▶ **REQUIRED WORK**
For this exercise, output every line of the data as it stands.

Top of DATA FOR ANALYSIS

PR #709, opened 2021-11-22
fix: keyDown null when no keyboardAction

haxxmaxx:
## Motivation

Found a bug on the `ActionsToolbar`. `item.keyboardAction` would still run even if it is not defined. Added a sanity check.


T-Wizard (approved):

apis/nucleus/src/components/ActionsToolbarItem.jsx
```diff
@@ -22,12 +22,16 @@ const Item = React.forwardRef(({ item, addAnchor = false }, ref) => {
   const { hidden, disabled, style, hasSvgIconShape } = useActionState(item);
   if (hidden) return null;
 
+  const handleKeyDown = item.keyboardAction
+    ? (e) => ['Enter', ' ', 'Spacebar'].includes(e.key) && item.keyboardAction
```
niekvanstaveren, line 26: Does it still call the function?

haxxmaxx: Nope, fixed it

niekvanstaveren (approved):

Bottom of DATA FOR ANALYSIS

▶ **RESPONSE AREA**
PR #709, opened 2021-11-22
fix: keyDown null when no keyboardAction

haxxmaxx:
## Motivation

Found a bug on the `ActionsToolbar`. `item.keyboardAction` would still run even if it is not defined. Added a sanity check.


T-Wizard (approved):

apis/nucleus/src/components/ActionsToolbarItem.jsx
```diff
@@ -22,12 +22,16 @@ const Item = React.forwardRef(({ item, addAnchor = false }, ref) => {
   const { hidden, disabled, style, hasSvgIconShape } = useActionState(item);
   if (hidden) return null;
 
+  const handleKeyDown = item.keyboardAction
+    ? (e) => ['Enter', ' ', 'Spacebar'].includes(e.key) && item.keyboardAction
```
niekvanstaveren, line 26: Does it still call the function?

haxxmaxx: Nope, fixed it

niekvanstaveren (approved):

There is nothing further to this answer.